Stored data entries
= = = = =
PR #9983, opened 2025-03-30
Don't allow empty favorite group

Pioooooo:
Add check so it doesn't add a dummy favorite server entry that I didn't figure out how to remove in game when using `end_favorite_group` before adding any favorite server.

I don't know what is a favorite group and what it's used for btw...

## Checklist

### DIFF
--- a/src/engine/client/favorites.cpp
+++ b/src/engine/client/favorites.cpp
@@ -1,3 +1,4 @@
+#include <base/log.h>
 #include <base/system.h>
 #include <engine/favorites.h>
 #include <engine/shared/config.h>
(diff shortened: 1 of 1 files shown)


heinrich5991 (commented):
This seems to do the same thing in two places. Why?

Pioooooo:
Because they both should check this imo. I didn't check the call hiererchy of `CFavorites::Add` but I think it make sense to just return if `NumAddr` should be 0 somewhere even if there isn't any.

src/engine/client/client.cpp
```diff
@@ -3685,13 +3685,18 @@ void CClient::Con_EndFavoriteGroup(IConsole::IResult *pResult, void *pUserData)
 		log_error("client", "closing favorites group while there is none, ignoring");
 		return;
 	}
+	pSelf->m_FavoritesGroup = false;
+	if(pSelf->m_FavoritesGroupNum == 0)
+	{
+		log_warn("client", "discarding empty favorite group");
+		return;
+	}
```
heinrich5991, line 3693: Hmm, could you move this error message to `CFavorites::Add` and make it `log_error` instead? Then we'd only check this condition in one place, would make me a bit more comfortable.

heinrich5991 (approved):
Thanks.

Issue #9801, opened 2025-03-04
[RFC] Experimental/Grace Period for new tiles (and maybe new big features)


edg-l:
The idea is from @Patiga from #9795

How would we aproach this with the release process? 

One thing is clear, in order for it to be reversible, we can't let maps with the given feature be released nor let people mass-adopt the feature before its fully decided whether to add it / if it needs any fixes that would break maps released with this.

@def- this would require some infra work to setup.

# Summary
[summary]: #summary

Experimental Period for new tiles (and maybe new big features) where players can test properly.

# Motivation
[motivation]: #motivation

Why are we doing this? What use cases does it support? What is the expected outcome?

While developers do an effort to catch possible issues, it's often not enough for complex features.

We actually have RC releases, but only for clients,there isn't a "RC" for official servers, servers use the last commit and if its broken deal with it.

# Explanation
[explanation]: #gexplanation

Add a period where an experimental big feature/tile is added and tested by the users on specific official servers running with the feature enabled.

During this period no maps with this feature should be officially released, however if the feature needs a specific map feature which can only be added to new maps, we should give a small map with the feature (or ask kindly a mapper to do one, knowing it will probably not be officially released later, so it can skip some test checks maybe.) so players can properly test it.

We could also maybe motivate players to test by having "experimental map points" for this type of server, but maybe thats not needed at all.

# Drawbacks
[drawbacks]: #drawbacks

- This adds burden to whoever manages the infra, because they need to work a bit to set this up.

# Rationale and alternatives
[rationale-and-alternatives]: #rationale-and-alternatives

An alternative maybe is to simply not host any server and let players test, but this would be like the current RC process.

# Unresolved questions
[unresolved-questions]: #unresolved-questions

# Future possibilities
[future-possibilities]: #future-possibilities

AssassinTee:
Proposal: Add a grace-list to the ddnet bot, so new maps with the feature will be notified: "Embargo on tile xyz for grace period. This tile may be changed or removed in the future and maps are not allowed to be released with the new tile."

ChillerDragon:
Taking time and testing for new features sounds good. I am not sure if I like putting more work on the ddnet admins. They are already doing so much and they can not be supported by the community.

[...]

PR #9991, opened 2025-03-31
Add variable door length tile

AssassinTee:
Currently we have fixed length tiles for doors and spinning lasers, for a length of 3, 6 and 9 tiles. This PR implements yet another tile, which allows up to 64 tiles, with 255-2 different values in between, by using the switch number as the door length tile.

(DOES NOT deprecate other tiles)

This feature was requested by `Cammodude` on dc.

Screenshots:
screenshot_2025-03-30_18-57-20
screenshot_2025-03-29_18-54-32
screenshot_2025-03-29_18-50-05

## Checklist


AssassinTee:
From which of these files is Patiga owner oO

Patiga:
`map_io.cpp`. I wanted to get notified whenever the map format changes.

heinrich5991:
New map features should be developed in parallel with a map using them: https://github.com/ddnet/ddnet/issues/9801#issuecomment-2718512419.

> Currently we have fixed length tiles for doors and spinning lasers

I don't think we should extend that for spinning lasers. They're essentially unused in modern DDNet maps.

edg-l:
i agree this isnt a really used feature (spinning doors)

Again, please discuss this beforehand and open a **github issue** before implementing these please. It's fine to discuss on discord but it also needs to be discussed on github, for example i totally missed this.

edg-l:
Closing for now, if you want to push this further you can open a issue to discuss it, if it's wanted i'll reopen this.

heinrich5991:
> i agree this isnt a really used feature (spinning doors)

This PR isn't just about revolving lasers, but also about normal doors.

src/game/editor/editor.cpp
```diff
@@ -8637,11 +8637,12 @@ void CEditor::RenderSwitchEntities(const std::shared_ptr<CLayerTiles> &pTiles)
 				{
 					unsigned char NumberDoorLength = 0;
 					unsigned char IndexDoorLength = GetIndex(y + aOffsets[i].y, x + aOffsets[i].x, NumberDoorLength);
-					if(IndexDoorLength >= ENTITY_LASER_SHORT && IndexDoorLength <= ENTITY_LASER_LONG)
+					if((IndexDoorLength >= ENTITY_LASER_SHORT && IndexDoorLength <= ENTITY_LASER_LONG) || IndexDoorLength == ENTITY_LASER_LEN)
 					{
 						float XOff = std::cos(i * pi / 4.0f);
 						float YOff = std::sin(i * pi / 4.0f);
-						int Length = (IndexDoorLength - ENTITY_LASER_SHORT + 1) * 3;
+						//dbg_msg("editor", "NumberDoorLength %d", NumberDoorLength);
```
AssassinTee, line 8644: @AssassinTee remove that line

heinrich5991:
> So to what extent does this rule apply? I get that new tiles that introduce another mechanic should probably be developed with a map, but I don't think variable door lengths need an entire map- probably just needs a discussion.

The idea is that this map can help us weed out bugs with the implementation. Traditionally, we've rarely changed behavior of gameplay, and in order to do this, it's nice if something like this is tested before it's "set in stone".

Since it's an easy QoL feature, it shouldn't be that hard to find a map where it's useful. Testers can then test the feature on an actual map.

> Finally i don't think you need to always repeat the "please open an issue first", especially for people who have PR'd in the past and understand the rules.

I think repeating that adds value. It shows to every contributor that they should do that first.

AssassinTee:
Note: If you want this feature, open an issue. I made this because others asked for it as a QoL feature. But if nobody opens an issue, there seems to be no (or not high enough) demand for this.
= = = = =
Exercise prompt
Each line that holds the string "variable" is to be copied from the entries above.

Your response
Add variable door length tile
> So to what extent does this rule apply? I get that new tiles that introduce another mechanic should probably be developed with a map, but I don't think variable door lengths need an entire map- probably just needs a discussion.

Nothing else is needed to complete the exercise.